Миссис Джонс, которая принесла ей чай, увидела, что она смотрит на малютку, и подумала: «Душечка наша милая».
Гарри уже учился ходить, а Беатриса ждала второго ребенка, когда Уолтер наконец снова приехал в Англию. Слухи о его необычайных лингвистических познаниях достигли министерства иностранных дел, и едва он туда явился, как в него вцепился озабоченный чиновник.
— Мистер Риверс из Лиссабона? Мне говорили, что вы полиглот. Вам случайно не знаком персидский язык?
— Немного.
— Правда? Вы-то мне и нужны. Пройдите сюда, пожалуйста.
Его усадили перед кипой бумаг.
— Между прочим, каким образом вы изучили восточный язык? Ведь вы, если не ошибаюсь, никогда не служили на Востоке?
— Да, но я занимался персидским в последний год моего пребывания в Оксфорде. Я всегда интересовался языками.
— Завидный дар. На скольких вы читаете? Как! На всех-этих, и свободно?
Гм, считая английский и мертвые языки, всего получается четырнадцать. Вы слишком хороши для Лиссабона. Мы, пожалуй, задержим вас здесь на пару недель: у меня лежит несколько бумаг, которые нежелательно отдавать посторонним переводчикам.
Уолтер проработал в министерстве почти четыре месяца. По воскресеньям он обычно бывал у матери, а короткий отпуск провел в Бартоне. Генри и Беатриса приехали в Лондон, чтобы проводить его, когда он уезжал в Португалию.
Генри довольно долго скучал и не мог привыкнуть к его отсутствию. Ему всегда хотелось иметь брата, и он был рад, что нравится Уолтеру. В Бартоне они совершали длинные прогулки, наблюдая за птицами, и оба глубоко, хотя каждый по-своему, восхищались деревенской природой. Но, оставаясь наедине с сестрой, Уолтер становился молчаливым, и иногда казалось, что он чувствует себя с ней неловко.
Это было что-то новое. Он словно считал себя в чем-то виноватым.
Беатриса не осмеливалась признаться себе, что его отъезд был для нее почти облегчением.

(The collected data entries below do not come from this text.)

Issue #755, opened 2023-09-26
DOC Remove file-level flake8 noqa


Vincent-Maladiere:
### Describe the issue linked to the documentation

The following files have a file-level noqa for flake8 E501, meaning that we don't check the length of lines in the docstrings —this is not a desired behavior, as we prefer having well-formatted docstrings.

- [ ] `skrub/_datetime_encoder.py`
- [x] `skrub/_deduplicate.py`
- [x] `skrub/_fuzzy_join.py`
- [x] `skrub/_minhash_encoder.py`
- [x] `skrub/_table_vectorizer.py`

To contribute to this meta-issue, you have to:

1. Select one of the files from the list above.
2. Remove the lines:
    ```python
    # Required for ignoring lines too long in the docstrings
	# flake8: noqa: E501
    ```
     and run `flake8 <name_of_the_file>` to see errors like:
    
    ```shell
    skrub/_datetime_encoder.py:40:89: E501 line too long (116 > 88 characters)
    ```
3. Fix the errors by formatting the docstring (e.g. breaking long lines into smaller lines).
4. Create a pull request for this file only

PR #765, opened 2023-09-29
Fix flake8 noqa

juanitorduz:
Closes https://github.com/skrub-data/skrub/issues/755

- There was a table I was not able to fix, so I kept a single `# noqa: E501`

(BTW: have you thought about [`ruff`](https://github.com/astral-sh/ruff) ? 🙂 )

OMG: I just realized you wanted one PR per file 🤦 . Let me know if you want me to split this PR 🙈

PR #771, opened 2023-09-29
Fix flake8 noqa: `_deduplicate`

juanitorduz:
Partially closes https://github.com/skrub-data/skrub/issues/755

See https://github.com/skrub-data/skrub/pull/765


Vincent-Maladiere (approved):
Thanks, @juanitorduz!

PR #774, opened 2023-09-29
Fix flake8 noqa: `_table_vectorizer`

juanitorduz:
Partially closes https://github.com/skrub-data/skrub/issues/755

- There was a table I was not able to fix, so I kept a single # noqa: E501

See https://github.com/skrub-data/skrub/pull/765


Vincent-Maladiere (approved):
LGTM, we can't do much for this table indeed, unless we remove it.

PR #775, opened 2023-09-29
DOC Ignore unrecognized types in docstrings

TheooJ:
When building the doc, many terms are highlighted, even though they don't link to anything in particular. This happens in the parameters and returns type hinting of docstrings

For example below, you can see that "of", "or", and "optional" are in purple:
doc_before
I'm proposing to disable this like so:
doc_after

I've added a line in `doc/conf.py` that tells numpydoc to ignore all unrecognized terms. More info here: https://numpydoc.readthedocs.io/en/latest/install.html

---------

Another before/after example:
doc_before_bis
doc_after_bis


Vincent-Maladiere (approved):
Thanks, @TheooJ, for this neat improvement of the doc!

Issue #770, opened 2023-09-29
Missing values support is not consistent


Vincent-Maladiere:
`GapEncoder` and `deduplicate` raise different errors when dealing with None or np.nan values, unlike `MinHashEncoder` and `SimilarityEncoder` which run successfully.

Interestingly, the errors differ when the column to encode is of high cardinality, like "department" or low cardinality/binary like "gender", from the employee dataset.

In the table below, we replace values in the columns "department" and "gender" with either `np.nan` or a `None` values, e.g. "department" with None corresponds to:

```python
from skrub import GapEncoder
from skrub.datasets import fetch_employee_salaries

df = fetch_employee_salaries().X
df["department"].replace("POL", None, inplace=True)

GapEncoder().fit_transform(df[["department"]])
# AssertionError: Input data is not string. 
```

|             | "department" with np.nan                                                      | "department" with None                                                        | "gender" with np.nan                                                        | "gender" with None                                                     |
|-------------|-------------------------------------------------------------------------------|-------------------------------------------------------------------------------|-----------------------------------------------------------------------------|------------------------------------------------------------------------|
| GapEncoder  | Success                                                                       | AssertionError: Input data is not string                                      | ValueError: empty vocabulary; perhaps the documents only contain stop words | TypeError: '<' not supported between instances of 'NoneType' and 'str' |
| deduplicate | # TypeError: '<' not supported between instances of 'NoneType' and 'NoneType' | # TypeError: '<' not supported between instances of 'NoneType' and 'NoneType' | TypeError: '<' not supported between instances of 'float' and 'str'         | TypeError: '<' not supported between instances of 'NoneType' and 'str' |

jeromedockes:
For `GapEncoder` and "department":


`GapEncoder` converts to numpy array, then finds and handles missing values by calling `sklearn.utils.fixes._object_dtype_isnan`

https://github.com/skrub-data/skrub/blob/fade2006aa6a57255ac77e170b2516e2b41f48f2/skrub/_gap_encoder.py#L860

This in turn finds null values by comparing `X != X`.
`np.nan != np.nan` is `True`, but `None != None` is `False`, which is why this method does not find `None` entries as being missing values, they are not imputed (replaced with `""`), and later the check which asserts the first value in the series is a string fails.

Note using `_object_dtype_isnan` before extracting the dataframe values into a numpy array, or simply using `pd.isnull` or `pd.isna`, would correctly find the `None` entries.

jeromedockes:
[...]

PR #779, opened 2023-10-04
handling `None` in `GapEncoder`

jeromedockes:
currently `GapEncoder` does not treat `None` as a missing value, part of #770.

this small patch fixes that issue by relying on `pd.isna` rather than scikit-learn's  private `_object_dtype_isnan` to find missing values

### DIFF
--- a/skrub/_gap_encoder.py
+++ b/skrub/_gap_encoder.py
@@ -671,6 +671,8 @@ class GapEncoder(TransformerMixin, BaseEstimator):
         values (NaN) are present during GapEncoder.fit (default is to impute).
         In GapEncoder.inverse_transform, the missing categories will
         be denoted as `None`.
+        "Missing values" are any value for which ``pandas.isna`` returns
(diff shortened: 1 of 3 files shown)


LeoGrin (approved):

skrub/_gap_encoder.py
```diff
@@ -857,7 +856,7 @@ def _handle_missing(self, X):
                 f"'zero_impute', got {self.handle_missing!r}. "
             )
 
-        missing_mask = _object_dtype_isnan(X)
+        missing_mask = pd.isna(X)
```
glemaitre, line 859: I assume that we can make the same changes in `SimilarityEncoder` and `TargetEncoder`.
I would also expect to see a mention of the values considered as missing values in the docstring of the encoder since it is not straightforward.

jeromedockes: good point, thanks!

glemaitre (approved):
LGTM

Issue #768, opened 2023-09-29
ENH Improve `DatetimeEncoder`


Vincent-Maladiere:
Recently, several bugs have been discovered with `DatetimeEncoder` (https://github.com/skrub-data/skrub/issues/741, https://github.com/skrub-data/skrub/issues/744, https://github.com/skrub-data/skrub/issues/745, https://github.com/skrub-data/skrub/issues/746), so this estimator is a good candidate for thorough refactoring.

https://github.com/skrub-data/skrub/pull/743 raised the following points to be addressed:
- Parse date column only once (when `DatetimeEncoder` is used within the `TableVectorizer`)
- Exposes the parsing result with `TableVectorizer` to unify the logic
- Avoid removing constant columns, since the shape of the dataframe varies (having it as a keyword argument)
	- Should we add the `VarianceThreshold` estimator to the example to remove constant features?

С самого детства их дружба была необычайно тесной, а после того как она вышла замуж самая мысль о том, что он живет на свете, служила ей поддержкой в минуты черной тоски, которая все еще овладевала ею время от времени. В своих ежемесячных письмах — как и она в своих, — он писал только о внешней стороне своей жизни или о всяких пустяках, и все же они были драгоценны хотя бы потому, что напоминали ей о единственном человеке, который никогда не лгал и ничего не требовал, о человеке, на чью любовь она могла положиться и на чьем лице даже в самых страшных снах она ни разу не видела проклятой сальной усмешки йеху.
Но вот долгожданная встреча наступила и кончилась, а они так и не нашли, что сказать друг другу. Да и о чем, собственно, могли бы они говорить, кроме того, о чем лучше было молчать?
Что он увидел в Кейтереме, и так было ясно, а как тяжела и скучна для него жизнь, которою он вынужден вести, она понимала без слов. В Лиссабоне, лишенный возможности заниматься любимым делом, он был обречен на бессмысленную работу среди людей, с которыми у него не было ничего общего.
Она не сомневалась, что он глубоко несчастен. Но несчастье с ее точки зрения, было непременным и постоянным условием человеческого существования, и чем меньше об этом думать, тем лучше. Исключение составляли только здоровые малыши вроде Гарри и, конечно, такие люди, как Генри.
И все-таки это трагедия. Ведь в детстве Уолтер был таким жизнерадостным, полным кипучего интереса к жизни.
Она всегда была поверенной всех его мыслей и интересов. Еще когда она была совсем крошкой, он переводил ей отрывки из Вергилия и Гомера и рассказывал о неведомых странах и диких народах. Когда она подросла, он без конца делился с ней надеждами, слишком заветными, чтобы говорить о них с кем-нибудь другим. Он станет путешественником; поедет в Перу, Египет, Месопотамию; будет раскапывать развалины древних городов в поисках глиняных табличек и надписей на давно забытых языках.
Постепенно он стал замкнутым. Но все студенческие годы он со страстным интересом изучал языки — новые и мертвые, и она не сомневалась, что профессия, которую он изберет, будет как-то связана с его детскими мечтами.
Она была потрясена, узнав через несколько недель после смерти отца, что он поступает на дипломатическую службу. Когда она узнала об атом, все было уже решено.